PR #1768, opened 2025-04-15
zcash_client_backend, zcash_client_sqlite: Support zcashd wallet.dat import.

nuttycom:


zcash_client_backend/CHANGELOG.md
```diff
@@ -29,6 +33,8 @@ and this library adheres to Rust's notion of
   - `select_spendable_notes`: parameter `target_value` now is a `TargetValue`. 
     Existing calls to this function that used `Zatoshis` now use 
     `TargetValue::AtLeast(Zatoshis)`
+  - `WalletRead::get_derived_account` now takes an additional `legacy_address_index`
+    argument when the `zcashd-compat` feature flag is enabled.
```
nuttycom: Fix this comment; it now takes `Zip32Derivation` instead.

zcash_client_backend/src/data_api.rs
```diff
@@ -568,8 +578,8 @@ impl AddressInfo {
     }
 
     /// Returns the diversifier index the address was derived at.
-    pub fn diversifier_index(&self) -> DiversifierIndex {
-        self.diversifier_index
+    pub fn source(&self) -> AddressSource {
```
nuttycom, line 581: CHANGELOG

zcash_client_backend/src/data_api.rs
```diff
@@ -2499,6 +2507,21 @@ pub trait WalletWrite: WalletRead {
...
+    /// Imports the given pubkey into the account without key derivation information, and adds the
+    /// associated transparent p2pkh address.
+    ///
+    /// The imported address will contribute to the balance of the account, but spending funds held
+    /// by this address requires the associated spending keys to be provided explicitly when
+    /// calling [`create_proposed_transactions`].
+    ///
+    /// [`create_proposed_transactions`]: wallet::create_proposed_transactions
+    #[cfg(feature = "transparent-inputs")]
+    fn import_standalone_transparent_pubkey(
```
nuttycom, line 2519: CHANGELOG

zcash_client_backend/src/data_api/wallet.rs
```diff
@@ -439,6 +439,28 @@ struct StepResult<AccountId> {
     utxos_spent: Vec<OutPoint>,
 }
 
+pub struct SpendingKeys<'a> {
```
nuttycom, line 442: CHANGELOG

zcash_client_backend/src/data_api/wallet.rs
```diff
@@ -457,7 +479,7 @@ pub fn create_proposed_transactions<DbT, ParamsT, InputsErrT, FeeRuleT, ChangeEr
     params: &ParamsT,
     spend_prover: &impl SpendProver,
     output_prover: &impl OutputProver,
-    usk: &UnifiedSpendingKey,
+    spending_keys: &SpendingKeys,
```
nuttycom, line 482: CHANGELOG

zcash_client_backend/src/data_api/wallet.rs
```diff
@@ -1202,7 +1227,7 @@ fn create_proposed_transaction<DbT, ParamsT, InputsErrT, FeeRuleT, ChangeErrT, N
...
```
nuttycom, line 1230: CHANGELOG

zcash_client_backend/src/wallet.rs
```diff
@@ -558,27 +558,36 @@ impl OvkPolicy {
 /// This is implicitly scoped to an account.
 #[derive(Debug, Clone, PartialEq, Eq)]
 #[cfg(feature = "transparent-inputs")]
-pub struct TransparentAddressMetadata {
-    scope: TransparentKeyScope,
-    address_index: NonHardenedChildIndex,
+pub enum TransparentAddressMetadata {
```
nuttycom, line 561: CHANGELOG

zcash_client_sqlite/src/lib.rs
```diff
@@ -685,17 +681,15 @@ impl<C: Borrow<rusqlite::Connection>, P: consensus::Parameters, CL, R> WalletRea
 
     fn get_derived_account(
         &self,
-        seed: &SeedFingerprint,
-        account_id: zip32::AccountId,
-        #[cfg(feature = "zcashd-compat")] legacy_address_index: Option<zcashd::LegacyAddressIndex>,
+        derivation: &Zip32Derivation,
```
nuttycom, line 684: This change should occur instead of `legacy_address_index` addition in the previous commit.

zcash_keys/Cargo.toml
```diff
@@ -67,11 +69,18 @@ byteorder = { workspace = true, optional = true }
 # - Digests
 blake2b_simd = { workspace = true }
 
+# - Zcashd compatibility
+bip0039 = { workspace = true, optional = true }
```
daira: If I remember correctly, we previously had a lot of trouble with `bip0039` being a dependency of librustzcash crates that are also depended on by zebra. This might be okay now that we've upgraded past the `bip0039` 0.11 breaking change.

zcash_client_backend/src/data_api.rs
```diff
@@ -788,6 +814,65 @@ pub enum OutputStatusFilter {
...
+/// [`TransactionDataRequest::transactions_involving_address`].
+#[cfg(feature = "transparent-inputs")]
+#[derive(Clone, Debug, PartialEq, Eq, PartialOrd, Ord, Hash)]
+pub struct TransactionsInvolvingAddress {
+    /// The address to request transactions and/or UTXOs for.
+    address: TransparentAddress,
+    /// Only transactions mined at heights greater than or equal to this height should be
+    /// returned.
+    block_range_start: BlockHeight,
+    /// Only transactions mined at heights less than this height should be returned.
```
```suggestion
    /// If set, only transactions mined at heights less than this height should be returned.
```

zcash_client_backend/src/wallet.rs
```diff
@@ -558,27 +558,36 @@ impl OvkPolicy {
...
-        Self {
+        Self::Derived {
             scope,
             address_index,
         }
     }
 
-    pub fn scope(&self) -> TransparentKeyScope {
-        self.scope
+    pub fn scope(&self) -> Option<TransparentKeyScope> {
```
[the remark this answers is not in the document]
daira: This is still not in the CHANGELOG I think.

zcash_client_backend/src/wallet.rs
```diff
@@ -558,27 +558,36 @@ impl OvkPolicy {
...
+        match self {
+            TransparentAddressMetadata::Derived { scope, .. } => Some(*scope),
+            TransparentAddressMetadata::Standalone(_) => None,
+        }
     }
 
-    pub fn address_index(&self) -> NonHardenedChildIndex {
-        self.address_index
+    pub fn address_index(&self) -> Option<NonHardenedChildIndex> {
```
daira, line 667: Ditto, this is not in the CHANGELOG.

zcash_client_sqlite/src/wallet/db.rs
```diff
@@ -161,24 +162,37 @@ pub(super) const INDEX_HD_ACCOUNT: &str =
...
     key_scope INTEGER NOT NULL,
-    diversifier_index_be BLOB NOT NULL,
+    diversifier_index_be BLOB,
     address TEXT NOT NULL,
     transparent_child_index INTEGER,
     cached_transparent_receiver_address TEXT,
     exposed_at_height INTEGER,
     receiver_flags INTEGER NOT NULL,
     transparent_receiver_next_check_time INTEGER,
+    cached_transparent_receiver_pubkey BLOB,
```
str4d: This shouldn't be `cached_*` because for some accounts it is the canonical data store, and we need to preserve it (vs other caches that could be reconstructed later from other data, which we cache solely for query efficiency).

zcash_client_sqlite/src/wallet/db.rs
```diff
@@ -161,24 +162,37 @@ pub(super) const INDEX_HD_ACCOUNT: &str =
...
     FOREIGN KEY (account_id) REFERENCES accounts(id),
     CONSTRAINT diversification UNIQUE (account_id, key_scope, diversifier_index_be),
+    CONSTRAINT transparent_pubkey_unique UNIQUE (cached_transparent_receiver_pubkey),
     CONSTRAINT transparent_index_consistency CHECK (
-        (transparent_child_index IS NOT NULL) == (cached_transparent_receiver_address IS NOT NULL)
+        (transparent_child_index IS NULL OR diversifier_index_be < x'0000000F00000000000000')
+        AND (cached_transparent_receiver_address IS NOT NULL) == (
+            transparent_child_index IS NOT NULL OR cached_transparent_receiver_pubkey IS NOT NULL
+        )
```
str4d: What we want to constrain here is:
- If `cached_transparent_receiver_address` is null then both `transparent_child_index` and `transparent_receiver_pubkey` must be null.
- If `cached_transparent_receiver_address` is not null then precisely one of `transparent_child_index` or `transparent_receiver_pubkey` must be non-null.

zcash_client_sqlite/src/wallet/db.rs
```diff
@@ -161,24 +162,37 @@ pub(super) const INDEX_HD_ACCOUNT: &str =
...
+    ),
+    CONSTRAINT foreign_or_diversified CHECK (
+        (diversifier_index_be IS NULL) == (key_scope = -1)
```
str4d, line 204: - I think we'd actually want to enforce that `diversifier_index_be` is null when `transparent_receiver_pubkey` is non-null.
- In a pairing, @nuttycom clarified that the intention here is to be able to encode non-derived key scope information. I agree that this is better than making the column nullable, but in that case we need to update the `key_scope` column documentation to state that non-negative values are always path child numbers for derivation, and then specify what each allowed negative constant means.

zcash_client_backend/src/data_api.rs
```diff
@@ -2597,6 +2607,21 @@ pub trait WalletWrite: WalletRead {
...
+    /// Imports the given pubkey into the account without key derivation information, and adds the
+    /// associated transparent p2pkh address.
+    ///
+    /// The imported address will contribute to the balance of the account, but spending funds held
+    /// by this address requires the associated spending keys to be provided explicitly when
+    /// calling [`create_proposed_transactions`].
+    ///
+    /// [`create_proposed_transactions`]: wallet::create_proposed_transactions
+    #[cfg(feature = "transparent-inputs")]
+    fn import_standalone_transparent_pubkey(
```
str4d, line 2761: In a pairing with @nuttycom, we (believe that we) decided to add a new "constructor" API that allows for specifically creating legacy transparent-only accounts, and then this API should return an error if `account` is not one of those (to prevent "bleeding" of transparent addresses into the account semantics of existing accounts, and simplify note selection / tx construction for those accounts as we can continue to only need a single USK for them, vs the current state of this PR where you could end up with a partial-spending-key-set issue that leads to the tx builder being bricked due to always trying to select coins that it can't spend, which is a UX issue for the Proposal APIs).

We also discussed how P2SH multisig will work, and that will be another separate constructor for that which takes in the descriptor template (alongside the relevant viewing-level extpubkey for this wallet's spending authority), and creates an account that is transparent-only but otherwise has a consistent and diversifiable address pool (since the proposed ZIP 48 mechanism supports deriving a sequence of P2SH addresses).

nuttycom: The notion that we should add a separate constructor API for legacy transparent-only accounts is the most disputed point here; we've carried on the discussion and need to consider the implications if someone imports the keys from two separate `wallet.dat` files that both hold funds in legacy addresses. In this case, since we don't want to brick those funds, my proposal is that we should make the zcashd ZIP 32 legacy account index `0x7FFFFFFF` the sole determiner of whether legacy semantics are applied to an account. Then, for any RPC method that we choose to support that involves legacy semantics, we add an optional `account_uuid` parameter. If only a single account having ZIP 32 index `0x7FFFFFF` exists in the wallet, then legacy semantics apply to that account; if more than one such account exists, then the user MUST specify the account UUID to disambiguate.

Given this approach, a separate constructor for creating the legacy account is not necessary; instead, we would just perform a check against the ZIP 32 account identifier of the account being specified in this API call and return an error if it is not 0x7FFFFFF.

This _does_ mean that we would not support import of transparent spending keys into the wallet _unless_ a legacy account exists; I think that's an okay restriction for right now.

zcash_client_sqlite/src/wallet/db.rs
nuttycom: I just realized when working on the changes here that the `diversification` constraint can't be properly maintained in conjunction with putting imported addresses into this table.

nuttycom: Actually, that's incorrect; all `NULL`s are considered distinct values from the perspective of `UNIQUE`: https://www.sqlite.org/lang_createtable.html#unique_constraints

zcash_client_backend/src/data_api.rs
nuttycom: With respect to proposals, `propose_shielding` (which is currently the only way to spend transparent UTXOs) takes an explicit set of `TransparentAddress` values, and only UTXOs for these addresses will be shielded. 

I think that it's a programming error for a wallet to request shielding for a transparent address for which the spending key is not available.

str4d: Conclusion from our pairing:
- We do currently have the property that every account creatable and modifiable by `WalletWrite` is structurally guaranteed to have all of its funds spendable with a single USK (`WalletWrite::import_account_ufvk` means we aren't guaranteed that every account is derived from a single seed, but we still have the guarantee that a single USK is constructable by the caller).
- This means that every account has the property that either all of the funds it can see are spendable, or none of them are.
- We do intend to preserve this property, even with the addition of this new method for mutating accounts.
- Therefore, we need copious documentation everywhere that a downstream developer creating accounts will see, that emphasises this property:
  - The root crate documentation.
  - The `WalletWrite` trait's documentation.
  - This method's documentation.
  - The `Account` trait's documentation.
  - Probably `WalletRead::get_account` as well.
- Then this method needs to also document that the caller MUST ensure that if this account is already considered "spendable", that the spending key for this transparent pubkey can be provided to _every_ transaction signing operation for spends from this account (and that we as developers of `zcash_client_backend` or any of our downstream impls of it will not do anything to help you if you mess up and create an account that is only partially spendable, causing the account's funds to be unspendable).

zcash_client_backend/CHANGELOG.md
```diff
@@ -10,6 +10,12 @@ workspace.
 
 ## [Unreleased]
 
+### Added
+- `zcash_client_backend::data_api`:
+  - `AddressSource`
+  - `AddressInfo::source` replaces `AddressInfo::diversifier_index`
+  - `wallet::SpendingKeys`
```
str4d: Why are these changes part of `Unreleased`, and the rest planned for 0.20.0?

zcash_client_backend/src/data_api.rs
```diff
@@ -635,8 +651,8 @@ impl AddressInfo {
     }
 
     /// Returns the diversifier index the address was derived at.
-    pub fn diversifier_index(&self) -> DiversifierIndex {
-        self.diversifier_index
+    pub fn source(&self) -> AddressSource {
```
str4d, line 680: Documentation for this method was not updated when the method was altered.

zcash_client_backend/src/data_api.rs
```diff
@@ -599,10 +605,20 @@ impl<A: Copy> Account for (A, UnifiedIncomingViewingKey) {
...
 }
 
+/// Source information about an address in the wallet.
+#[derive(Clone, Copy, Debug, PartialEq, Eq)]
+pub enum AddressSource {
+    /// The address was produced by HD derivation via a known path, with the given diversifier
+    /// index.
+    Derived { diversifier_index: DiversifierIndex },
+    /// The address was imported into the wallet, and no derivation information is available.
+    Imported,
```
str4d: This feels like an odd point to split at. I'm comparing this to `AccountSource` which has the same categories, and I don't think they make sense here:
- `Imported` as documented here can' be used for shielded addresses (unless the intention is for this to be used for some kind of future imported address that is not used for input detection at all, but just for identification?)
- Conversely, we can know the diversifier index for a shielded address, without it being produced by HD derivation (a FROST address would be an example: it may have some HD-derived components but it is not a derived address).

I think maybe the split we want here is `Diversified` (implying we know the corresponding IVK) vs `Standalone` (we don't)? Or if we actually want to indicate the address source (as pruned from `AccountSource`), that should be a separate axis from whether or not the address is diversified?

zcash_client_backend/src/data_api/testing.rs
```diff
@@ -974,7 +974,11 @@ where
             &network,
             &prover,
             &prover,
-            usk,
+            &SpendingKeys::new(
+                usk,
+                #[cfg(feature = "transparent-inputs")]
+                &HashMap::new(),
```
str4d: I really do not like this construction API (not least because of the forced feature flag on one of the arguments). If all users are going to need to use `SpendingKeys`, there should be a constructor that directly converts a `USK` into a `SpendingKeys`.

zcash_client_backend/src/data_api.rs
```diff
@@ -1636,6 +1652,7 @@ pub trait WalletRead {
         &self,
         _account: Self::AccountId,
         _include_change: bool,
+        _include_standalone: bool,
```
str4d, line 1694: Needs documentation (as does the `include_change` parameter I notice, but arguably those counted as "non-ephemeral... known to have been derived under this account" whereas the standalone addresses do not).

zcash_client_backend/src/data_api/wallet.rs
```diff
@@ -748,6 +748,28 @@ struct StepResult<AccountId> {
     utxos_spent: Vec<OutPoint>,
 }
 
+pub struct SpendingKeys<'a> {
```
str4d: Needs documentation (both inherent, and tying it to the definition of an account per https://github.com/zcash/librustzcash/pull/1768/files#r2334105673

zcash_client_backend/src/data_api/wallet.rs
```diff
@@ -766,7 +788,7 @@ pub fn create_proposed_transactions<DbT, ParamsT, InputsErrT, FeeRuleT, ChangeEr
     params: &ParamsT,
     spend_prover: &impl SpendProver,
     output_prover: &impl OutputProver,
-    usk: &UnifiedSpendingKey,
+    spending_keys: &SpendingKeys,
```
str4d, line 807: It is very weird to take `SpendingKeys` as a reference when it is just a wrapper around immutable references. If `SpendingKeys` is not going to have ownership over the in-memory key material, then we should just `#[derive(Clone, Copy)]` (which is safe as it only copies the pointers) and then the caller can either create it inside the method call (and pass ownership), or construct it separately and then pass into multiple calls (which will implicitly copy).
```suggestion
    spending_keys: SpendingKeys,
```

zcash_client_backend/src/data_api/wallet.rs
```diff
@@ -1512,7 +1537,7 @@ fn create_proposed_transaction<DbT, ParamsT, InputsErrT, FeeRuleT, ChangeErrT, N
...
```
str4d, line 1557: Ditto:
```suggestion
    spending_keys: SpendingKeys,
```

zcash_client_backend/src/data_api/wallet.rs
```diff
@@ -2433,7 +2473,7 @@ pub fn shield_transparent_funds<DbT, ParamsT, InputsT, ChangeT>(
     input_selector: &InputsT,
     change_strategy: &ChangeT,
     shielding_threshold: Zatoshis,
-    usk: &UnifiedSpendingKey,
+    spending_keys: &SpendingKeys,
```
str4d, line 2494: Ditto:
```suggestion
    spending_keys: SpendingKeys,
```

zcash_client_backend/src/wallet.rs
```diff
@@ -628,27 +628,40 @@ impl OvkPolicy {
 /// This is implicitly scoped to an account.
 #[derive(Debug, Clone, PartialEq, Eq)]
 #[cfg(feature = "transparent-inputs")]
-pub struct TransparentAddressMetadata {
-    scope: TransparentKeyScope,
-    address_index: NonHardenedChildIndex,
+pub enum TransparentAddressMetadata {
+    Derived {
```
str4d, line 633: Needs documentation (probably moving the top-level documentation here).

zcash_client_backend/src/wallet.rs
```diff
@@ -628,27 +628,40 @@ impl OvkPolicy {
 /// This is implicitly scoped to an account.
```
str4d: This documentation is now incorrect.

zcash_client_backend/src/wallet.rs
```diff
@@ -628,27 +628,40 @@ impl OvkPolicy {
...
 #[cfg(feature = "transparent-inputs")]
-pub struct TransparentAddressMetadata {
-    scope: TransparentKeyScope,
-    address_index: NonHardenedChildIndex,
+pub enum TransparentAddressMetadata {
+    Derived {
+        scope: TransparentKeyScope,
+        address_index: NonHardenedChildIndex,
+    },
+    Standalone(secp256k1::PublicKey),
```
str4d, line 641: Needs documentation.

zcash_client_sqlite/src/lib.rs
```diff
@@ -940,18 +940,20 @@ impl<C: Borrow<rusqlite::Connection>, P: consensus::Parameters, CL, R> WalletRea
...
     ) -> Result<HashMap<TransparentAddress, Option<TransparentAddressMetadata>>, Self::Error> {
-        let key_scopes: &[KeyScope] = if include_change {
-            &[KeyScope::EXTERNAL, KeyScope::INTERNAL]
-        } else {
-            &[KeyScope::EXTERNAL]
-        };
+        let key_scopes = Some(KeyScope::EXTERNAL)
+            .iter()
+            .chain(include_change.then_some(KeyScope::INTERNAL).iter())
+            .chain(include_standalone.then_some(KeyScope::Foreign).iter())
```
str4d: These `.iter`s should not be necessary, as `.chain()` takes `IntoIter`:
```suggestion
            .chain(include_change.then_some(KeyScope::INTERNAL))
            .chain(include_standalone.then_some(KeyScope::Foreign))
```
If this results in a compilation error, that implies the initial `.iter()` before the first `.chain()` should be an `.into_iter()`.

The other way I work around those kinds of errors is to use `std::iter::empty()` (usually with a `use std::iter`) at the start, and then add everything in with `.chain()` so no explicit `.iter()` or `.into_iter()` is necessary.

str4d (changes requested):
Partial review of 8ae3c47fd90969098f4ae2c96a5b887097447ea8, flushing my comments.

zcash_client_backend/src/data_api/wallet.rs
nuttycom: It ends up that to make a USK-only constructor, it needs to take ownership anyway because you can't reference an empty hashmap created with `HashMap::new`.

zcash_client_backend/src/data_api.rs
```diff
@@ -599,50 +621,72 @@ impl<A: Copy> Account for (A, UnifiedIncomingViewingKey) {
...
+        transparent_key_scope: Option<TransparentKeyScope>,
+    },
+    /// No derivation information is available; this is common for imported addresses.
+    #[cfg(feature = "transparent-key-import")]
+    Standalone,
+}
+
+impl AddressSource {
+    #[cfg(feature = "transparent-inputs")]
+    pub fn transparent_key_scope(&self) -> Option<&TransparentKeyScope> {
```
str4d, line 643: Needs documentation.

zcash_client_sqlite/src/wallet/init/migrations/support_zcashd_wallet_import.rs
str4d, line 1: I believe this migration has not yet been released, but please confirm this @nuttycom.

Separately, we should probably start maintaining an internal constant for "leaf migrations as of this commit", which we can then just copy to a new public constant as part of the release process for this crate.

zcash_client_sqlite/src/wallet/transparent.rs
```diff
@@ -339,7 +388,15 @@ pub(crate) fn select_addrs_to_reserve<P: consensus::Parameters>(
...
                         a,
-                        TransparentAddressMetadata::new(key_scope.into(), i),
+                        match <Option<TransparentKeyScope>>::from(key_scope) {
+                            Some(scope) => TransparentAddressMetadata::Derived {
+                                scope,
+                                address_index: i,
+                            },
+                            None => {
+                                todo!("Use the standalone pubkey associated with the address")
+                            }
```
str4d, line 398: We can't derive addresses within the gap limit for standalone addresses, so shouldn't it be an error to call `select_addrs_to_reserve` with `KeyScope::Foreign`? Or alternatively, require the caller to provide `TransparentKeyScope`?

zcash_client_sqlite/src/wallet/transparent.rs
```diff
@@ -382,7 +439,8 @@ pub(crate) fn reserve_next_n_addresses<P: consensus::Parameters>(
 
     if addresses_to_reserve.len() < n {
         return Err(SqliteClientError::ReachedGapLimit(
-            key_scope.into(),
+            <Option<TransparentKeyScope>>::from(key_scope)
+                .expect("reservation relies on key derivation"),
```
str4d, line 443: Likewise, we could require the caller to provide `TransparentKeyScope`?

zcash_client_sqlite/src/wallet.rs
```diff
@@ -680,6 +680,41 @@ pub(crate) fn add_account<P: consensus::Parameters>(
...
+        INSERT INTO addresses (
+          account_id, key_scope, address, cached_transparent_receiver_address,
+          receiver_flags, imported_transparent_receiver_pubkey
+        )
+        SELECT
+          id, :key_scope, :address, :address,
+          :receiver_flags, :imported_transparent_receiver_pubkey
+          FROM accounts
+          WHERE accounts.uuid = :account_uuid
+        ON CONFLICT (imported_transparent_receiver_pubkey) DO NOTHING
```
str4d, line 730: Hmm, this behaviour is not documented, and feels weird. I don't like the idea that the caller can think they added a transparent address to an account when it was actually silently ignored because it already existed in a different account. I think this should be an error.

zcash_client_backend/CHANGELOG.md
```diff
@@ -118,6 +132,31 @@ workspace.
...
+- `zcash_client_backend::wallet::TransparentAddressMetadata::scope` now
+  returns `Option<TransparentKeyScope>` instead of `TransparentKeyScope`.
+- `zcash_client_backend::wallet::TransparentAddressMetadata::address_index`
+  now returns `Option<NonHardenedChildIndex>` instead of `NonHardenedChildIndex`.
+
+### Removed
+- `zcash_client_backend::data_api::AddressInfo::diversifier_index`
 
 ### Removed
 - `zcash_client_backend::data_api::SpendableNotes` (renamed to `ReceivedNotes`)
```
```suggestion
### Removed
- `zcash_client_backend::data_api`:
  - `AddressInfo::diversifier_index` (use `AddressInfo::source` instead)
  - `SpendableNotes` (renamed to `ReceivedNotes`)
```

zcash_client_sqlite/src/wallet/transparent.rs
nuttycom: Yeah, this should be an error.

zcash_client_sqlite/src/wallet.rs
nuttycom: mmm... yeah, okay. It's annoying to make it an error because that requires an entirely separate query (or parsing the conflict error string) but I guess that's not too awful, given that this isn't going to be called in a hot loop.

zcash_client_sqlite/src/wallet/init/migrations/support_zcashd_wallet_import.rs
nuttycom: That's correct; we haven't made a `zcash_client_sqlite` release since 0.17.3, and this migration is entirely new since then.

zcash_client_sqlite/src/wallet/init/migrations.rs
```diff
@@ -314,6 +314,12 @@ pub const V_0_17_3: &[Uuid] = &[
     fix_v_transactions_expired_unmined::MIGRATION_ID,
 ];
 
+/// Leaf migrations as of the current repository state.
+pub const CURRENT_LEAF_MIGRATIONS: &[Uuid] = &[
```
str4d, line 318: Hmm, I guess it's fine for this to be in a release, as it would always be equal to the release state (assuming we remember to create it).

zcash_client_sqlite/src/wallet/init/migrations.rs
```diff
@@ -314,6 +314,12 @@ pub const V_0_17_3: &[Uuid] = &[
...
+    fix_v_transactions_expired_unmined::MIGRATION_ID,
+    support_zcashd_wallet_import::MIGRATION_ID,
```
|---|
A single number is the answer here: how many lines of the material contain the string "returned"?

3